Suggested-by: Oleg Nesterov <[email protected]>
Signed-off-by: Frederic Weisbecker <[email protected]>
Reviewed-by: Rik van Riel <[email protected]>
Cc: Borislav Petkov <[email protected]>
Cc: Chris Metcalf <[email protected]>
Cc: Dave Jones <[email protected]>
Cc: H. Peter Anvin <[email protected]>
Cc: Martin Schwidefsky <[email protected]>
Cc: Mike Galbraith <[email protected]>
Cc: Paul E . McKenney <[email protected]>
Cc: Paul E. McKenney <[email protected]>
Cc: Peter Zijlstra <[email protected]>
Cc: Rafael J . Wysocki <[email protected]>
Cc: Thomas Gleixner <[email protected]>
Link: http://lkml.kernel.org/r/[email protected]
Signed-off-by: Ingo Molnar <[email protected]>
---
include/linux/context_tracking.h | 10 ---------
include/linux/sched.h | 3 +++
kernel/context_tracking.c | 44 +++++++++++++++++-----------------------
kernel/sched/core.c | 1 -
4 files changed, 22 insertions(+), 36 deletions(-)

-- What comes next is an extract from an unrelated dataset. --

PR #1213, opened 2018-08-14
Allow @Nested objects to be optionally included in result sets

### LINKED ISSUE #1212: Nested bean requires at least one column in all result sets
JDBI version: 3.4.0

Currently, if you add the ```@Nested``` annotation for an 'inner' bean in the 'outer' bean class, then issue a query against the outer bean that doesn't include any columns for the inner bean in the result set, the BeanMapper complains that there are no matching columns in the result set.  This seems to be because the 'columnNames' passed into the specialize0 method are expected to be empty if there are no mappers found, but the column names from the query are passed down to the nested bean mapper, even if none of them apply.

diff --git a/include/linux/context_tracking.h b/include/linux/context_tracking.h
index 2821838..b96bd29 100644
--- a/include/linux/context_tracking.h
+++ b/include/linux/context_tracking.h
@@ -14,8 +14,6 @@ extern void context_tracking_enter(enum ctx_state state);
extern void context_tracking_exit(enum ctx_state state);
extern void context_tracking_user_enter(void);
extern void context_tracking_user_exit(void);
-extern void __context_tracking_task_switch(struct task_struct *prev,
- struct task_struct *next);
static inline void user_enter(void)
{
@@ -51,19 +49,11 @@ static inline void exception_exit(enum ctx_state prev_ctx)
}
}
-static inline void context_tracking_task_switch(struct task_struct *prev,
- struct task_struct *next)
-{
- if (context_tracking_is_enabled())
- __context_tracking_task_switch(prev, next);
-}
#else
static inline void user_enter(void) { }
static inline void user_exit(void) { }
static inline enum ctx_state exception_enter(void) { return 0; }
static inline void exception_exit(enum ctx_state prev_ctx) { }
-static inline void context_tracking_task_switch(struct task_struct *prev,
- struct task_struct *next) { }
#endif /* !CONFIG_CONTEXT_TRACKING */
diff --git a/include/linux/sched.h b/include/linux/sched.h
index 26a2e61..185a750 100644
--- a/include/linux/sched.h
+++ b/include/linux/sched.h
@@ -2532,6 +2532,9 @@ static inline unsigned long wait_task_inactive(struct task_struct *p,
}
#endif
+#define tasklist_empty() \
+ list_empty(&init_task.tasks)
+
#define next_task(p) \
list_entry_rcu((p)->tasks.next, struct task_struct, tasks)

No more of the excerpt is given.